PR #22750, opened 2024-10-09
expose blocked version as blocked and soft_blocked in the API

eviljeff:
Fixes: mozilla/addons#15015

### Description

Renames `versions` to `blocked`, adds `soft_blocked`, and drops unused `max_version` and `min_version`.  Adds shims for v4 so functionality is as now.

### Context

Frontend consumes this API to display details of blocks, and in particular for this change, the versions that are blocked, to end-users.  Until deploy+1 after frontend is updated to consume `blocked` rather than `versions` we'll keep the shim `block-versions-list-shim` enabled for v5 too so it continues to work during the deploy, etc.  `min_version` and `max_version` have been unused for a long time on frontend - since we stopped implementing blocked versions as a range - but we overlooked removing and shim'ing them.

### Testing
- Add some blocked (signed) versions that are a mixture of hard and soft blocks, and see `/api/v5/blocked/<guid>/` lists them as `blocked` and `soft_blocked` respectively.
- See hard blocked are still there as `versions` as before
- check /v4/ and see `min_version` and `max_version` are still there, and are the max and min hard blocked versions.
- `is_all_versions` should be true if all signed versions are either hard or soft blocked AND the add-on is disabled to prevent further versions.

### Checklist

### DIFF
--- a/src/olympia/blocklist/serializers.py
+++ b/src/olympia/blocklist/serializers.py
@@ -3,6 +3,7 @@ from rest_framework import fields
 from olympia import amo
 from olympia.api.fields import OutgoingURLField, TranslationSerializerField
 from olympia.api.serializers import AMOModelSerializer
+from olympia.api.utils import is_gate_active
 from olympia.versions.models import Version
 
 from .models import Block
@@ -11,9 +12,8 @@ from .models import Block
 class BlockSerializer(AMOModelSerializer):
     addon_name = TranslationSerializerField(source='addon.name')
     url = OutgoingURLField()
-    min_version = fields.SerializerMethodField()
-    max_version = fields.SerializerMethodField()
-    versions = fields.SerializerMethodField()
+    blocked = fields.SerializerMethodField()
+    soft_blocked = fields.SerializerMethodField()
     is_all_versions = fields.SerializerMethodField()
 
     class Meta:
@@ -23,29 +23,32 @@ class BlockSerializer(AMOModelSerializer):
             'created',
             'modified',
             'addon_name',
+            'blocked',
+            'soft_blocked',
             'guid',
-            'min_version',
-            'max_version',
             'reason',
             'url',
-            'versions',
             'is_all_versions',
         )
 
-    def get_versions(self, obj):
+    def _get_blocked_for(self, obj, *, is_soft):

--

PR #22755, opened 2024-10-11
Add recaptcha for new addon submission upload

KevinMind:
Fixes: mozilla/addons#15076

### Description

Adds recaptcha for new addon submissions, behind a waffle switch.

◆ **ACTIVITY**
Please go through the data above and copy each line that has the word "fields".

◆ **SOLUTION TO THIS TASK**
@@ -3,6 +3,7 @@ from rest_framework import fields
 from olympia.api.fields import OutgoingURLField, TranslationSerializerField
-    min_version = fields.SerializerMethodField()
-    max_version = fields.SerializerMethodField()
-    versions = fields.SerializerMethodField()
+    blocked = fields.SerializerMethodField()
+    soft_blocked = fields.SerializerMethodField()
     is_all_versions = fields.SerializerMethodField()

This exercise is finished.